Tally how many lines in the data below include "route", then please reply with only that figure.

::::::

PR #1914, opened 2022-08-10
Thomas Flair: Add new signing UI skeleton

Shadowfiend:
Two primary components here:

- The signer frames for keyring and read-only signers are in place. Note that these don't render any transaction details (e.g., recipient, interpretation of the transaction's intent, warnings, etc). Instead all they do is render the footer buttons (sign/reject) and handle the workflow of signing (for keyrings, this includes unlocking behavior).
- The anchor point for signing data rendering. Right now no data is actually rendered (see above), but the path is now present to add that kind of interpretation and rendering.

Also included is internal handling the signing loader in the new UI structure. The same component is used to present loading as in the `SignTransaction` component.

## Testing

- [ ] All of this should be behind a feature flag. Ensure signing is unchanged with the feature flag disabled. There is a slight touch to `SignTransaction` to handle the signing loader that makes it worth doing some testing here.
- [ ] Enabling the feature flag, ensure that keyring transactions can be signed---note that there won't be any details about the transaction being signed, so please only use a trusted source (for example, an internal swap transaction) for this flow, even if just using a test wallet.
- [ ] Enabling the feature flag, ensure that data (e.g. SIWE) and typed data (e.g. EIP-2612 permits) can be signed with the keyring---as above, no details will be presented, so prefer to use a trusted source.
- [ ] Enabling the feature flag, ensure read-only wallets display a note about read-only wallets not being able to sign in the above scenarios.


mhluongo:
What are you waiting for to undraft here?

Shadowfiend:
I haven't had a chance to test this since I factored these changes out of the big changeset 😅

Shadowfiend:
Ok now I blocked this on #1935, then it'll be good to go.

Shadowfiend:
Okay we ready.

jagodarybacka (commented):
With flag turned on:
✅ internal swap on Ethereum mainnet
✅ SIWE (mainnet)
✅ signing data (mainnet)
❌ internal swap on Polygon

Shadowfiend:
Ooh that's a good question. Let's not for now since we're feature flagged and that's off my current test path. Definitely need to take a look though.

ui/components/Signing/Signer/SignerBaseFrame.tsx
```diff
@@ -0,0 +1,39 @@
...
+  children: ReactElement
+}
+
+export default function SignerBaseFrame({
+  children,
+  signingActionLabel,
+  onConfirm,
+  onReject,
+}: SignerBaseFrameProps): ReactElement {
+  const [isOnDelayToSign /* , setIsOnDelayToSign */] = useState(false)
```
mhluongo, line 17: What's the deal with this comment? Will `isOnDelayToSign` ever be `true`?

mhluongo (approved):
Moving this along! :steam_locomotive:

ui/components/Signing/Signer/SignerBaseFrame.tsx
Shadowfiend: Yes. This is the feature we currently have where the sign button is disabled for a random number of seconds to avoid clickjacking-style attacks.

::::::

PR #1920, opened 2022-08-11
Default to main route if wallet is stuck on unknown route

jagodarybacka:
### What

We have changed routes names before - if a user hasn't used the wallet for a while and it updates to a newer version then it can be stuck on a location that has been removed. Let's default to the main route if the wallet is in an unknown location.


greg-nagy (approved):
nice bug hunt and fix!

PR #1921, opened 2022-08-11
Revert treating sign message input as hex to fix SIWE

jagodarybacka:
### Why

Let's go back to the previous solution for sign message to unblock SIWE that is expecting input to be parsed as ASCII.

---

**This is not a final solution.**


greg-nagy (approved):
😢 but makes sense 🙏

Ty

::::::

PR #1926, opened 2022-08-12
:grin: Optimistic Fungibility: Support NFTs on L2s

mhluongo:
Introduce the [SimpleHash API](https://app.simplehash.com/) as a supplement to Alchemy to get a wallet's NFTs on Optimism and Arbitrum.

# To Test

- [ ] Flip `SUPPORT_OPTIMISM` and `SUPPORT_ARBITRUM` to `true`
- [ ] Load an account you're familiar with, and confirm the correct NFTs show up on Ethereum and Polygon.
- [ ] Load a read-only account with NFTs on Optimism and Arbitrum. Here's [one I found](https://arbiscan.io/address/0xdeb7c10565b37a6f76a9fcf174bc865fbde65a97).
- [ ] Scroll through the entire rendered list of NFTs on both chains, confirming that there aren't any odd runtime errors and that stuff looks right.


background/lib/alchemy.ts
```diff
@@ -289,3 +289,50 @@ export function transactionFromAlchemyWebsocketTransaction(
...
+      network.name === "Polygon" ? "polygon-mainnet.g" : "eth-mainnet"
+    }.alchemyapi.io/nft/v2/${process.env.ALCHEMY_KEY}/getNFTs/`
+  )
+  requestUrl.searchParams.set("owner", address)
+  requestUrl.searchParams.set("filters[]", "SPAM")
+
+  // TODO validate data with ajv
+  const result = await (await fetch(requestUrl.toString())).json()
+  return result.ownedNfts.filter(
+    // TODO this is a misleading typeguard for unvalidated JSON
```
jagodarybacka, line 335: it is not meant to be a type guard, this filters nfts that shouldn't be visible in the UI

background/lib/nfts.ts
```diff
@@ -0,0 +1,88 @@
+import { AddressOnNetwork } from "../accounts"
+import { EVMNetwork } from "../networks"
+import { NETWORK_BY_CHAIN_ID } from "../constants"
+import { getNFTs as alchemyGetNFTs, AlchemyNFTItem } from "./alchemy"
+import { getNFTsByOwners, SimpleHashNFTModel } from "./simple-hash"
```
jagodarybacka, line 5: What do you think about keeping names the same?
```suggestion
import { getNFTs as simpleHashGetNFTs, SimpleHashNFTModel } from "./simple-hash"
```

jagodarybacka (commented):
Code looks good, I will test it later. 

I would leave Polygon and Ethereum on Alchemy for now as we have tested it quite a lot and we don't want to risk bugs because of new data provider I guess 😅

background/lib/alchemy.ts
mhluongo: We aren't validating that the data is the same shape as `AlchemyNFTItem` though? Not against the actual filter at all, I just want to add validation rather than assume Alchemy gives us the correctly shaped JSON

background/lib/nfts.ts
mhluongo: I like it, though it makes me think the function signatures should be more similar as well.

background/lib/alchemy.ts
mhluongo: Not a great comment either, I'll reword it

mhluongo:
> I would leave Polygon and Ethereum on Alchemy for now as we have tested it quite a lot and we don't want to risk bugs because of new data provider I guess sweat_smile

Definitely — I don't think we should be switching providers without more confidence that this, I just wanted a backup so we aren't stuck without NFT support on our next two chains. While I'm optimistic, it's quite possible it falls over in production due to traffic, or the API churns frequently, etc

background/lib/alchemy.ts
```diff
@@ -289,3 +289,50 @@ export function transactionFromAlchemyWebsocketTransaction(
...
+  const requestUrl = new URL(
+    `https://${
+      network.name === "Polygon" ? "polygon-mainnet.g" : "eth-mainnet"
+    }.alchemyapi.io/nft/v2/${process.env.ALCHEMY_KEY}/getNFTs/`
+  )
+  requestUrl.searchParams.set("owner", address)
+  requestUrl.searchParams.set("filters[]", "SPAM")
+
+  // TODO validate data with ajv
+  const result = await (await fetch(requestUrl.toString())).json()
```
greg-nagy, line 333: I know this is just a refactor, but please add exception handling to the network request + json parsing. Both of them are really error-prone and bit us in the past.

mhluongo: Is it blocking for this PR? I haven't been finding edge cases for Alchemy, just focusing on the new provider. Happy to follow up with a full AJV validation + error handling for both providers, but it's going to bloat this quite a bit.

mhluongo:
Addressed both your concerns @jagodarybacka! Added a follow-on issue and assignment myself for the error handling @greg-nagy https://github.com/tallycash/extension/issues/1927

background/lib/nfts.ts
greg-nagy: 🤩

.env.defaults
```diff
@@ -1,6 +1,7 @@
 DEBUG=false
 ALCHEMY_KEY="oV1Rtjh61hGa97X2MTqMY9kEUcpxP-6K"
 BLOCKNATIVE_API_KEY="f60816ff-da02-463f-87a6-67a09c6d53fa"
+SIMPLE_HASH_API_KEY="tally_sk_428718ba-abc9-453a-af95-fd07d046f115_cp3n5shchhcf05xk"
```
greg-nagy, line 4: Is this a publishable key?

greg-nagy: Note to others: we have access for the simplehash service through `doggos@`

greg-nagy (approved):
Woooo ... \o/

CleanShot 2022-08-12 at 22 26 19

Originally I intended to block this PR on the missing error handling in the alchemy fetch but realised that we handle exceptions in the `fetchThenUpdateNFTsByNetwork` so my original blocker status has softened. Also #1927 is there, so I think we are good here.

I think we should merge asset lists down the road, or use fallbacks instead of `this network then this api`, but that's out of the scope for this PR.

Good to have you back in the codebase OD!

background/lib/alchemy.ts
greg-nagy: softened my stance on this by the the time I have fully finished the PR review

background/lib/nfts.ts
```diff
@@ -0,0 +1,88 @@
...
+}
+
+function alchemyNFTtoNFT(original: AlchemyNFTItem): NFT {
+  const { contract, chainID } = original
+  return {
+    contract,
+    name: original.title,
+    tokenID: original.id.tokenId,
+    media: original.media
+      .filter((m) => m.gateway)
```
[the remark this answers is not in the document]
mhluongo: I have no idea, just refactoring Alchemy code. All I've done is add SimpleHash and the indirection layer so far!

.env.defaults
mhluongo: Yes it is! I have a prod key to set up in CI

::::::

Problem solution. 2